What’s more, the team’s study represents the first pass at a product that could take years—even decades—to develop and clear stringent safety regulations, says Darrick Carter, a vaccine development expert at the Infectious Disease Research Institute in Seattle who wasn’t involved in the study. “It’s already difficult enough to get vaccines cleared to go into these countries,” he says. An accessory procedure like this, he says, could meet further resistance.
And that’s just on the practical side. Making a technology usable doesn’t guarantee it’ll be used, and there are plenty of reasons why patients might hesitate to sign on to such an unusual procedure. One of the biggest issues, Lee says, involves privacy, something that’s already a hot-button topic in the realm of health records. Carrying medical information on the body—even in a form that’s “invisible” without a special filter—could invite stigma, discrimination or worse.
The idea of administering tattoos en masse may not be well received, adds Kendall Hoyt, a biosecurity expert at Dartmouth College’s Geisel School of Medicine who wasn’t involved in the study. Potential patients could reject the procedure out of fear or mistrust, worrying, for instance, that authorities are using the patches to “encrypt” information onto individuals. Add that onto the backlash that already comes part and parcel with vaccines on the whole, and the situation could compound hesitancy and misinformation, she says.
Given the nature of these issues, the team’s tattoos could end up widening the chasm between patients and health providers, both foreign and local, Kass says.

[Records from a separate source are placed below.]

PR #3248, opened 2025-08-03
feat(kafka_native): new module

strowk:
## What does this PR do?

Adding new module: kafka_native, that should be an alternative to existing kafka module based on confluent kafka.

## Why is it important?

Kafka native is starting faster and can fix issues such as this: https://github.com/testcontainers/testcontainers-go/issues/2206

## Related issues

- Relates #2206 

## How to test this PR

Explain here how this PR will be tested by the reviewer: commands, dependencies, steps, etc.

```bash
cd modules/kafka_native && go test -timeout 30s -count 1 -run '^TestKafka$' github.com/testcontainers/testcontainers-go/modules/kafka_native ; cd -
```

## Additional Context

There is also this PR, that attempts to modify existing module: https://github.com/testcontainers/testcontainers-go/pull/2683

Here is a brief list of differences in approaches:
- this PR does not attempt to add SASL support and instead only focuses on using Kafka Native
- this PR does not modify existing module to avoid potentially breaking backwards compatibility for users depending on details of confluent implementation
- this PR does not remove starting script (advertising needs to detect correct hostname, at least for docker in Windows) and instead just adds "exec" before starting Kafka Native process, this _should_ help with related issue linked above because exec would replace process instead of starting a new one and piping inputs, so signals would go to the right process properly


strowk:
closed this, because I did not use the right branch apparently

PR #3250, opened 2025-08-04
Set correct version of azure in azurite

EzequielAyzenberg:
## What does this PR do?

It fixes the version of azure module in azurite module

## Why is it important?

Right now is not working the command
```
go get github.com/testcontainers/testcontainers-go/modules/azurite@v0.38.0 

> go: github.com/testcontainers/testcontainers-go/modules/azurite imports
        github.com/testcontainers/testcontainers-go/modules/azure/azurite: reading github.com/testcontainers/testcontainers-go/modules/azure/go.mod at revision modules/azure/v0.35.0: unknown revision modules/azure/v0.35.0
```

## Related issues

-

### DIFF
--- a/modules/azurite/go.mod
+++ b/modules/azurite/go.mod
@@ -7,7 +7,7 @@ toolchain go1.23.6
 require (
 	github.com/stretchr/testify v1.10.0
 	github.com/testcontainers/testcontainers-go v0.38.0
-	github.com/testcontainers/testcontainers-go/modules/azure v0.35.0
+	github.com/testcontainers/testcontainers-go/modules/azure v0.38.0
 )
 
 require (


modules/azurite/go.mod
```diff
@@ -7,7 +7,7 @@ toolchain go1.23.6
 require (
 	github.com/stretchr/testify v1.10.0
 	github.com/testcontainers/testcontainers-go v0.38.0
-	github.com/testcontainers/testcontainers-go/modules/azure v0.35.0
```
mdelapenya, line 10: praise: good catch! The release process is not capturing this, as it only updates the dependencies with the core, but does not consider that a module depends on another, which is the case for the deprecated azurite module.

Should we change this from draft to ready?

EzequielAyzenberg: Hey @mdelapenya thanks for replying and taking the time. I think I'll close this PR because in latest versions I understand: azurite as dependency is discouraged and azure should be imported instead. See my closed issue to confirm: https://github.com/testcontainers/testcontainers-go/issues/3251
By my side I confirm I could fix my project doing that

If you still think it's an error I'll work further in this PR
Cheers!

mdelapenya: Oh I missed the issue! Thanks for the reminder

Then, as the azurite module is deprecated, and will eventually removed, I think it's not worth it to maintain its set of dependencies, apart from the automated process.

So I'll close this PR because of that.

Thank you so much for confirming the current state of the modules!

BTW I'm pretty interested in learning how you use it: use cases, benefits of using it, missing features, etc. Would you like to share your use case as a comment here, even though the PR is closed?

EzequielAyzenberg: Sorry the delay, I'm back with the answer.
We mainly use `azurite.Run("mcr.microsfot.com/azure-storage/azurite:x.y.z")` so we can containerize a blob storage in our tests. Any suggestion to comply with the future deprecation?

mdelapenya: @EzequielAyzenberg just migrating to the new `azure/azurite` module would do it, so I think you have to change the import paths, only 🤔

If communication about the product isn’t initiated early, “I worry about the unintended consequences,” she says. “It could make things worse than they already are.”
McHugh stresses that if the microneedle patches someday make it out to the field, they won’t be mandatory accompaniments to vaccination, and nanoparticle-free formulations would be available at the same sites. The team’s upcoming surveys, he adds, could also help the researchers adapt their product to patients’ needs, desires and concerns.

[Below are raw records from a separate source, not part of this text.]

PR #3252, opened 2025-08-06
chore(postgres): use require.NotNil instead of assert.NotNil

nolandseigler:
## What does this PR do?

This uses `require.NotNil` instead of `assert.NotNil` when the db variable will be used in the remainder of the test.

## Why is it important?

If the db variable were nil the next line that calls defer db.Close would panic and the following call to db.Exec that we are setting up could panic too.

## Related issues

- Relates #2808

### DIFF
--- a/modules/postgres/postgres_test.go
+++ b/modules/postgres/postgres_test.go
@@ -237,7 +237,7 @@ func TestWithSSL(t *testing.T) {
 
 	db, err := sql.Open("postgres", connStr)
 	require.NoError(t, err)
-	assert.NotNil(t, db)
+	require.NotNil(t, db)
 	defer db.Close()
 
 	result, err := db.Exec("SELECT * FROM testdb;")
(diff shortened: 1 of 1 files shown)


modules/postgres/postgres_test.go
```diff
@@ -237,7 +237,7 @@ func TestWithSSL(t *testing.T) {
 
 	db, err := sql.Open("postgres", connStr)
 	require.NoError(t, err)
-	assert.NotNil(t, db)
+	require.NotNil(t, db)
```
mdelapenya, line 239: suggestion: could you remove the entire `assert` import and replace it with `require`? 🙏 

Other than than, LGTM

nolandseigler: absolutely. will knock that out today. thanks!

nolandseigler: heres the update. [588bdd0](https://github.com/testcontainers/testcontainers-go/pull/3252/commits/588bdd0de060161a4aafab380ca3a89fcf16172d).

mdelapenya (approved):
LGTM, thank you so much for your contribution @nolandseigler. Even the smallest of them can be very impactful 💪 

Cheers!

That’s critical, Kass says. Bringing in the voices and opinions of the people who stand to benefit the most from the product is something that should start early, and continue. After all, there’s no point in advancing a technology that no one’s going to use.
At the root of it all, the tattoos still address a very important problem, Hoyt says. It just has to be approached in the right way.
It remains to be seen if these microneedle patches fit the bill. Figuring that out will require “a robust discussion to optimize the use of this technology in an ethically appropriate fashion,” Lee says. “You want to advance science. But you also want to mindful of the potential impact that science might have."